You can exit interactive mode at any time by typing exit.
The nslookup command has an extremely large feature set, too large to do justice to it here in this space. You can get more information on the full use and functionality of nslookup at http://www.microsoft.com/technet/prodtechnol/windowsserver2003/proddocs/standard/nslookup.asp.
Case Study
Essence of the Case
Following are the essential elements in this case:
You will need to plan a new DNS namespace that meets the requirements outlined by the CEO and CIO.
You will need to use a delegated namespace to provide the required results.
Secure dynamic updates in an Active Directory–integrated zone will be required to provide the DNS data protection required while still allowing clients to update their IP address information in DNS.
Conditional forwarding will be configured to forward all name resolution requests for the ricksrockets.com domain to the external DNS servers provided by the ISP.
Scenario
Rick's Rockets is a leading manufacturer of toy rocket kits. Rick's currently owns the ricksrockets.com domain name and uses its ISP to host its Web, FTP, and email services through that domain name. Rick's current internal network is extremely decentralized and disorganized and is actually still functioning as a Windows 2000 workgroup. All workstations are Windows 2000 Professional, and all servers are Windows 2000 Advanced Server.
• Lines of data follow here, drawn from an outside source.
PR #120, opened 2021-09-02
Added another root cause to common error

leleu:
"offset is longer than source length" can also occur if the query identifier in the markdown block starts with a number.


hughess:
Thanks @leleu! 🎉

Issue #54, opened 2021-08-09
Add error handling to Value component


hughess:
Apply same checkInputs logic as in other components

PR #130, opened 2021-09-10
Add error handling and text placeholder option

hughess:
CleanShot 2021-09-10 at 10 26 32

CleanShot 2021-09-10 at 10 27 24


hughess:
Closes #54

PR #191, opened 2022-03-05
modify preprocess imports from example proj

hughess:


mcrascal:
'dev mode' is used in a few places -- I've renamed for clarity. 
Also, this change means there's no benefit to packaging the components when booting the dev server, so I've removed that.

PR #226, opened 2022-04-20
change location of sqlite db path

hughess:


edgarrmondragon:
@hughess does this mean absolute paths [as they're documented](https://docs.evidence.dev/getting-started/connect-data-warehouse#sqlite) will stop working and SQLite files are expected to be inside a specific directory within the project?

hughess:
@edgarrmondragon that's what we're testing at the moment, but this is only going into a pre-release branch, so it won't take effect in any projects yet.

We're testing having the SQLite files expected in the root of your Evidence project. If you had a script dropping in a db file, it should work by setting the path to be relative to the root of the project rather than absolute.

Would that work for your use case or create issues for you? I can also show you what we're working on with this if you have time and want to do a screenshare

edgarrmondragon:
> Would that work for your use case or create issues for you? I can also show you what we're working on with this if you have time and want to do a screenshare

@hughess  Yeah that works, I just wanted to confirm. I saw you're using it as part of a new tutorial so it makes perfect sense 😄. Thanks!

PR #234, opened 2022-04-27
Tutorial Update

archiewood:
Starting a PR to update the tutorial, will add from here.

**Aims:**
- Replace the Austin-311 dataset, which has become less usable as BigQuery has limited access to it.
- Have a tutorial to support newer features of Evidence.


archiewood:
Changes:
- Updated the tutorial to use the Needful Things dataset, which is a SQLite db, with smooth connection process.
- Reordered some of the content so that users deploy project before hitting advanced content.
- Added material which demonstrates more of Evidence's charting capability
- More 'Story driven' approach to the overall tutorial - should make motivation clearer, and content more interesting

You have been hired by Rick, the CEO of Rick's Rockets, to plan and implement a completely new network infrastructure to include an internal DNS namespace to support the rollout of Windows Server 2003 and Active Directory. Rick's Rockets will not be purchasing any additional publicly accessible domain names. Rick's will be upgrading its Windows 2000 Advanced Server licenses to Windows Server 2003 Enterprise Edition licenses to support the new network plan.
Roger, the CIO of Rick's Rockets, has informed you that he wants the new internal DNS namespace to be easy for users to remember but to provide complete isolation from the external DNS namespace. Internal clients should be allowed to resolve IP addresses for external resources, but external clients should not be able to resolve IP addresses for internal resources. All clients should automatically update their IP addresses in DNS, and DNS should accept updates only from authorized clients to increase security of the internal DNS servers. The internal DNS servers should not be able to resolve external IP addresses directly but should provide forwarding to the external DNS servers maintained by Rick's ISP.
Analysis
You propose to create a delegated namespace, such as corp.ricksrockets.com for the internal network. It will provide an easy-to-remember namespace for users while still isolating the internal network from the external network.
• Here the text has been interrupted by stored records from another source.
PR #260, opened 2022-05-11
Persistent query show/hide states

archiewood:
As a user in dev mode, it's frustrating that query results collapse every time the page reloads.

Desired behaviour: 
- The query results are kept as shown / hidden based on what the state was before reload

Rough approach
- Store the state of each query in local storage, and read from there on reload

Questions
- This seems like a weird implementation of storage - I feel like you typically put svelte store variables in store.js?
- But since (I think) you want to control each query independently, you'd perhaps need to independently make variables for each query - and you don't know how many there are before the queries are compiled. So I put them in the component instead.

Next
- It would seem logical to also include the show/hide state of the query text itself, once we've worked out the best approach for this

### DIFF
--- a/sites/example-project/src/components/ui/QueryViewer.svelte
+++ b/sites/example-project/src/components/ui/QueryViewer.svelte
@@ -6,6 +6,8 @@
   import Prism from "./QueryViewerSupport/Prismjs.svelte";
   import {showQueries} from './stores.js'
   import CompilerToggle from './QueryViewerSupport/CompilerToggle.svelte';
+  import { writable } from 'svelte/store';
+  import { browser } from '$app/env';
 
   export let queryID; 
   export let pageQueries
@@ -30,7 +32,10 @@
   let error = queryResult[0]?.error_object?.error
   let nRecords = null
   let nProperties = null
-  let showResults = false
+  // Create a copy of the showResults variable in the local storage, for each query. Access this to determine state of each query dropdown.
+  let showResults = writable(browser && (localStorage.getItem('showResults_'.concat(queryID))==='true'  || false));
+  showResults.subscribe((value) => browser && (localStorage.setItem('showResults_'.concat(queryID),(value))));
+  
 
   if(!error){
     nRecords = queryResult.length
@@ -41,7 +46,7 @@
   
   const toggleResults = function() {
     if(!error && nRecords > 0){
-      showResults = !showResults
+      $showResults = !$showResults
     }
   }
 
@@ -72,7 +77,7 @@
           {/if}
       </div>
       <!-- Status -->
-      <div class = {"status-bar" + (error ? " error": " success") + (showResults ? " open": " closed")} on:click={toggleResults}>  
+      <div class = {"status-bar" + (error ? " error": " success") + ($showResults ? " open": " closed")} on:click={toggleResults}>  
         <span> 
           {#if error}
             {#if dev && error.message === "Missing database credentials"}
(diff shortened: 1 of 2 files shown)


hughess:
@ud3sh, is there any reason we should avoid using local storage as a solution for persistent settings like these?

archiewood:
Yeah @ud3sh I think that's probably desirable behaviour.

If you had two people working on / looking at a project they might want to have different stuff collapsed / expanded

ud3sh:
> Yeah @ud3sh I think that's probably desirable behaviour.
> 
> If you had two people working on / looking at a project they might want to have different stuff collapsed / expanded

yeah, that makes sense.
What I meant more was if Archie looks at the deployed site on his laptop vs his iPad things would look different.  Probably not a big issue in practice.

hughess:
That makes sense. 

@archiewood I think your approach here is a good way to manage that toggle. If we need to centralize the logic later we can think about it, but having the logic for the show/hide toggle in the component it's modifying seems like the right fit.

I'd say you're good to go to add this to the query text show/hide as well!

archiewood:
Updated to include showhide for:
- results table
- written SQL
- "master" switch - all queries on page

Question about the master switch:
Do we want this to change the state of all queries throughout the project, or just the page the user is on?

Currently this will change throughout the project. Not sure what is best?

mcrascal:
I like it persisted across pages. "I'm showing my work to someone non-technical, I hide queries, I'm not hitting that button over and over." And vice versa.

hughess:
I like across pages as well. Should it also do that when the project is deployed? 

For the "master" switch, as a user I think I'd want the same behaviour in a deployed site - whereas for the sql query text and results table being open/closed, I think I'd be okay with the page refreshing and the query viewers all being closed again.

archiewood:
@hughess When you say -"you'd be okay with", do you mean you'd want?

Currently I believe this will not happen. All the queries would remain closed.

I can alter the behaviour in deployed (I assume by using the 'dev' flag to determine which mode the site is in)

archiewood:
@hughess When you say -"you'd be okay with", do you mean you'd want?

Currently I believe this will not happen. All the queries would remain as the last time they were viewed on the device.

I can alter the behaviour in deployed (I assume by using the 'dev' flag to determine which mode the site is in)

mcrascal:
I think persisting "open" or "closed" between pages makes sense in both dev and prod. Whichever way you go on persistence between pages, I think it'd be preferable for that behaviour to be the same in dev and prod.

hughess:
I think the way it works now will be great. I don't have a strong opinion about whether the settings should persist in a deployed project, but we can always change the deployed behaviour in the future if we need to.

archiewood:
Cool - will merge.

hughess (commented):
Only thing I noticed here that should change is the default setting in dev mode for the global show/hide queries option.

By default, in dev mode queries should be showing, so this line should change so that it resolves to true if there isn't any local storage variable yet:

`export const showQueries = writable(dev && browser && (localStorage.getItem('showQueries')==='true'  || false ));`

archiewood:
ah so it maybe it should be:

```export const showQueries = writable(browser && (localStorage.getItem('showQueries')==='true' || dev ));```

since I think dev is 'true'?

want to reverse the PR and I'll change this?

I can then add changesets

hughess:
I'm not sure what the exact logic should be for the localStorage check part of that line, but I think with the most recent proposed line, you could have a situation where:

- The localStorage variable is set to `false`
- The check in your file will return `false` since it won't find "true" in localStorage
- `(false || true)` will resolve to `true`

What situation does the "||" cover?

archiewood:
Okay I've tested this locally:

`export const showQueries = writable(dev && browser && (localStorage.getItem('showQueries')!='false'));`

CleanShot 2022-05-13 at 10 34 25

I think this gives the desired behaviour?

hughess:
That's perfect! 🎉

If you create Active Directory–integrated zones using secure dynamic updates, all Windows 2000 workstation clients will be able to automatically update their DNS information after receiving a DHCP lease. Secure dynamic updates also prevent unauthorized clients from polluting the DNS data with bad information.
By configuring conditional forwarding for the ricksrockets.com zone, you can ensure that all name resolution requests are performed as quickly as possible for your clients without having to host the zone on your internal DNS servers.